By Wesley Widmaier, Griffith University
Looking back on the US presidential campaign, it has sounded at times as if Hillary Clinton and Donald Trump supporters inhabit two different economies.
Clinton supporters see the economy as a success:
From the depths of the Global Financial Crisis in 2008, the Obama administration averted another Great Depression. The government worked with the Federal Reserve to bring the unemployment back from 10% in 2009 to near-full employment at 4.9%. This has now started to reverse decades of falling wages.
In contrast, Trump voters see something different:
Looking back at 30 years of Democratic and Republican party support for globalisation, trade liberalisation, and de-industrialisation, the Obama recovery is one that has benefited cosmopolitan, financial interests.

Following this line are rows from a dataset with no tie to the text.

PR #5297, opened 2018-12-28
Reply to Warning PM handling Issue #5267

### LINKED ISSUE #5267: Private Message sent via Warning system has no recipient when replying
#### Description
A user that receives a warning can reply to the warning Private Message.
However, no recipient is auto-populated.

If a Warning PM purposely has no recipient, it shouldn't be made possible to reply. Otherwise, SMF should populate an admin/moderator user or group (of choice?) as recipient.

### Steps to reproduce
1. Create warning for user
2. Log in as user and view PM warning
3. "Reply with quote"
4. Type reply and send -> Results in "no recipient" error

- Version/Git revision: 2.1 beta 3 - git clone from 21/12/2018
- Database Type: MySQL
- Database Version: 5.7.14
- PHP Version: 7.0.10

shnazzle:
prevent showing "reply with quote" button when opening a warning PM notification and adjust notification template for English to inform users to contact admin

fix #5267


live627:
Rebase completed successfully.

PR #5299, opened 2018-12-29
Define ubuntu version for Travis

albertlast:
Let's see if the test are running well.

### DIFF
--- a/.travis.yml
+++ b/.travis.yml
@@ -1,4 +1,4 @@
-dist: xenial
+dist: trusty
 sudo: required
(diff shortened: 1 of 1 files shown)


albertlast:
Look like xenia only support php 5.6+
but since we drop the support for php 5.3 we could used now trusty.

And trusty was already used by the build system,
but maybe is better to mention which ubuntu version we want,
instead of hope that the default is the right one.

Sesquipedalian (approved):

PR #5302, opened 2018-12-30
Substitute for array_column() for php 5.4

### LINKED ISSUE #5301: Upgrader - problem with php 5.4 - usage of array_column()
#### Description
Upgrader - problem with php 5.4 - usage of array_column() here:
https://github.com/SimpleMachines/SMF2.1/blob/3f92b91bfec21917d27afa787cf3a7c90cf2949e/other/upgrade_2-1_mysql.sql#L2610

That's my code...  I wasn't aware array_column() was only supported in php 5.5+...  

### Steps to reproduce
1. Attempt a 2.1 upgrade using php 5.4.  It will hang on the new smiley logic.

- Version/Git revision: Today's
- Database Type: Mysql
- Database Version: 5.7
- PHP Version: 5.4

sbulen:
Fixes #5301 

Testing thus far looks good.  Doing further tests.  Getting this out there for visibility/review.

### DIFF
--- a/other/upgrade-helper.php
+++ b/other/upgrade-helper.php
@@ -419,3 +419,24 @@ function smf_mysql_real_escape_string($string)
 	global $db_connection;
 	mysqli_real_escape_string($db_connection, $string);
 }
+
+/**
+ * Substitute for array_column() for use in php 5.4
+ *
+ * @param $array to search
+ * @param $col to select
+ * @param $index to use as index if specified
+ * @return array of values of specified $col from $array
+ */
+function array_column_upgr($array, $col, $index = NULL)
+{
+	$output = array();
+	foreach($array AS $row)
+	{
+		if ($index === NULL)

It has also reinforced a “hollowing out” of the American workforce – high and low-skilled occupations continue to grow, but middle-skilled occupations shrink.
Trump voters would therefore argue that the labor force participation rate stands lower today than it did in the 1980s and has continued to fall, from 65.7% when Obama in 2009 took charge to 62.8% in October 2016.
Given these differences, each side in turn offers different prescriptions. To the extent that the two parties diverge – with the Clinton Democrats supporting a global cosmopolitan and Trump Republicans favouring a nativist retreat, the end of the campaign will see the American people continue to disagree over not only economic policies but the nature of economic challenges themselves.
Such contrasting visions are not new. Definitions of “the economic problem” in America have varied over time, since the 1930s. While the economy has not always been front and centre in every campaign, one can trace shifting patterns of debate.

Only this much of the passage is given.